*** Opening of LISTED ENTRIES ***
PR #911, opened 2026-07-06
fix(usb): don't publish Suspended for a never-enumerated USB device

### LINKED ISSUE #910: BLE output still stops on charge-only USB power: never-enumerated device's bus-idle suspend counts as usb_ready() (follow-up to #681 / #829)
## Summary

Follow-up to #681 (closed as "Fixed by refactoring in #829"): the #829 refactor fixed the `enabled`-level part of the bug, but the charge-only-USB scenario still reproduces on nRF52840 at current `main` (6465fedf) through the **suspend** path.

When the keyboard is plugged into USB power **without a data connection** (charge-only cable, wall charger, power bank), all HID output stops: reports are routed to a USB transport whose endpoints were never configured, and silently dropped, while a connected BLE host receives nothing. Unplugging the cable recovers.

| Situation | Expected transport | Actual |
|---|---|---|
| Nothing plugged in | BLE | BLE ✅ |
| USB cable to a host (PC) | USB | USB ✅ |
| USB power only (charger / charge-only cable) | **BLE** | ❌ routed to a dead USB transport |

## Root cause

1. VBUS appears → embassy-usb enables the device → `UsbDeviceHandler::enabled(true)` sets `UsbState::Enabled`. Correct so far — `Enabled` doesn't count as ready (this is what #829 fixed).
2. With no host on D+/D−, the nRF52840 USBD peripheral raises SUSPEND after **3 ms of bus inactivity** ([embassy-nrf `Event::Suspend`](https://github.com/embassy-rs/embassy/blob/embassy-nrf-v0.11.0/embassy-nrf/src/usb/mod.rs#L264-L268)). embassy-usb calls `Handler::suspended(true)` regardless of whether the device was ever enumerated, and RMK publishes `UsbState::Suspended` ([rmk/src/usb/mod.rs#L477-L503](https://github.com/HaoboGu/rmk/blob/6465fedfda53552a1f51e4d695405dfeee77c028/rmk/src/usb/mod.rs#L477-L503)).
3. Since 6c2328b1 ("fix: respect preferred even when USB is suspended"), `usb_ready()` matches `Configured | Suspended` ([rmk-types/src/connection.rs#L66-L69](https://github.com/HaoboGu/rmk/blob/6465fedfda53552a1f51e4d695405dfeee77c028/rmk-types/src/connection.rs#L66-L69)). The rationale — a suspended host must stay routable for remote wakeup — only holds when the device was **configured** before suspending. On a charge-only cable the device went `Enabled → Suspended` without ever being enumerated, yet now counts as a live transport.
4. Routing then always picks USB: while BLE is disconnected `(usb_ready, ble_ready) = (true, false)` → `Usb` unconditionally; once a BLE host connects, `(true, true)` falls back to `preferred`, whose default is `Usb` when nothing is stored ([rmk/src/state.rs#L92-L105](https://github.com/HaoboGu/rmk/blob/6465fedfda53552a1f51e4d695405dfeee77c028/rmk/src/state.rs#L92-L105)).
5. Every report goes to `USB_REPORT_CHANNEL`; the endpoints were never configured, so writes fail with `EndpointError::Disabled` and remote-wakeup attempts are futile. From the outside this looks like "Bluetooth breaks while charging".

Note the regression window: before 6c2328b1, a connected BLE host still won this tie (`suspended_usb_yields_to_connected_ble` test); after it, the default `preferred = Usb` wins even with BLE connected. The tests that replaced it (`suspended_usb_stays_routable_for_remote_wakeup`, `suspended_usb_with_connected_ble_prefers_preference`) only model a previously-configured host — a never-configured suspend wasn't considered.

## Suggested fix

The handler already tracks the missing distinction: `pre_suspend` exists precisely so an Enabled-but-never-Configured device isn't upgraded to `Configured` on resume. The smallest fix is to only publish `Suspended` when the device was `Configured` before the suspend, staying in `Enabled` otherwise:

- charge-only / charger: state stays `Enabled` → `usb_ready() == false` → BLE keeps working;
- genuinely suspended (previously enumerated) host: still published as `Suspended` → remote wakeup (#825) unaffected.

I have this implemented with unit tests and will open a PR; hardware verification on an nRF52840 BLE split board (charger → BLE keeps typing; PC → enumerates and types over USB; sleeping PC → remote wakeup still works) is underway.

## Environment

- nRF52840 (Cornix split, BLE + USB), RMK `main` @ 6465fedf
- embassy-nrf 0.11 / embassy-usb 0.6

numachang:
Fixes #910 (follow-up to #681 / #829).

## Problem

On charge-only USB power (charge-only cable, wall charger, power bank) the device is enabled by VBUS but never enumerated, and the idle D+/D− bus then triggers a suspend — on nRF52840 the USBD peripheral raises SUSPEND after 3 ms of bus inactivity. `UsbDeviceHandler::suspended(true)` published `UsbState::Suspended` unconditionally, and since 6c2328b1 `usb_ready()` treats `Suspended` as routable (so a sleeping host stays reachable for remote wakeup). A never-enumerated device therefore counted as a live USB transport: reports were routed to endpoints that were never configured and silently dropped, while a connected BLE host received nothing. To the user this looks like "Bluetooth breaks while charging".

## Fix

Only publish `Suspended` when the device was `Configured` before the suspend; a never-enumerated device stays in `Enabled`, which doesn't count as `usb_ready()`. The handler already tracked this distinction in `pre_suspend` — this uses it at publish time instead of only on resume.

- Charge-only / charger: state stays `Enabled` → BLE keeps working, and a host that shows up later still enumerates normally.
- Genuinely suspended (previously configured) host: still published as `Suspended` → remote wakeup (#825) and the `preferred` tie-break are unaffected.

## Tests

Four new unit tests in `rmk/src/usb/mod.rs` covering: never-enumerated suspend stays `Enabled` (the regression), configured suspend/resume round-trip, duplicate-suspend snapshot preservation, and out-of-order resume as a no-op. `cargo nextest run --no-default-features --features=split,vial,storage,async_matrix,_ble`: 540 passed.

Hardware verification on an nRF52840 BLE split board (Cornix) is underway: charger → BLE keeps typing; PC → enumerates and types over USB; sleeping PC → remote wakeup. I'll report results on #910.

🤖 Generated with [Claude Code](https://claude.com/claude-code)

### DIFF
--- a/rmk/CHANGELOG.md
+++ b/rmk/CHANGELOG.md
@@ -25,6 +25,7 @@ and this project adheres to [Semantic Versioning](https://semver.org/spec/v2.0.0
 
 ### Fixed
 
+- Fix BLE output stopping while the keyboard is on charge-only USB power (charge-only cable, wall charger, power bank). A never-enumerated device's bus-idle suspend was published as `Suspended`, which `usb_ready()` treats as routable, so reports were routed to USB endpoints that were never configured and silently dropped ([#910](https://github.com/HaoboGu/rmk/issues/910))
 - Fix stuck key when a combo key is re-pressed while the combo is still held. Previously the re-press overwrote the combo output's HID slot, and on combo release the output couldn't be unregistered, leaving the re-pressed key stuck on the host.
 - Fix stuck combo output when overlapping triggered combos share a key (e.g. `M+,` and `,+.` both containing Comma). Releasing the shared key now dispatches the release of every fully-unwound combo output, not just the first.
 - Fix `unregister_keycode` choosing the wrong HID slot when a combo output and another pressed key share a position. Slot lookup now prefers a `(pos, keycode)` match and falls back to keycode-only.
--- a/rmk/src/usb/mod.rs
+++ b/rmk/src/usb/mod.rs
@@ -432,8 +432,10 @@ impl RequestHandler for UsbRequestHandler {
 }
 
 pub(crate) struct UsbDeviceHandler {
-    /// State to restore on resume. Captured at suspend so an Enabled-but-not-yet-Configured
-    /// device that suspends/resumes doesn't get incorrectly upgraded to Configured.
+    /// State to restore on resume. Only a Configured device is ever published as
+    /// Suspended (see `suspended()`), so this always holds Configured while the
+    /// device is suspended; kept as a snapshot rather than a hardcoded value so
+    /// resume stays correct if another pre-suspend state becomes publishable.
     pre_suspend: UsbState,
 }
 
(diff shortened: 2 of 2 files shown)


HaoboGu:
Have you tested/verified the PR? Will it introduce any regression?

numachang:
Yes — verified at three levels:

**Unit tests** — the four new tests in `rmk/src/usb/mod.rs` in this PR cover the handler transitions: a never-enumerated suspend stays `Enabled` (the bug), a configured suspend still publishes `Suspended` and resume restores `Configured`, a duplicate suspend keeps the pre-suspend snapshot, and an out-of-order resume is a no-op. Full suite passes 540/540 (`cargo nextest run --no-default-features --features=split,vial,storage,async_matrix,_ble`).

**Hardware** — running this PR's build on an nRF52840 BLE split board (Cornix): with a charge-only power source (wall charger / power bank) attached, BLE typing keeps working — before the fix it stopped as soon as the cable was plugged in. Normal operation is unaffected. (Also reported in #910.)

**Regression surface** — the only behavior change is the never-`Configured` case: during a bus suspend it stays `Enabled` instead of publishing `Suspended`. A previously-configured (host-suspended) device still publishes `Suspended` exactly as before, so remote wakeup (#825) and the `preferred` tie-break are unchanged — the existing tests covering those (`suspended_usb_stays_routable_for_remote_wakeup`, `suspended_usb_with_connected_ble_prefers_preference`) are untouched and still pass. The proactive-wakeup signal in the USB writer (`current_usb_state() == UsbState::Suspended`) only ever matters for a configured device, which is preserved.

HaoboGu:
I don't see normal USB connection verification

numachang:
Normal USB connection is now hardware-verified as well, on the same board:

- **Central (left half) plugged into the host PC**: enumerates and types over USB. Verified with the host's Bluetooth turned off, so input was definitely flowing over USB, not BLE.
- **Peripheral (right half) plugged into a USB host**: keyboard keeps working normally.
- **Both halves plugged into the host at the same time**: also works.

So with this PR: charge-only power → BLE keeps working (the fix), a real USB host → enumerates and types over USB, and no regressions observed in normal operation.

HaoboGu:
Thanks!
*** Close of LISTED ENTRIES ***
**WORK ITEM:**
Scan the entries above for lines with "underway" in them, then report how many there are as a plain number.

**ANSWER SECTION:**
2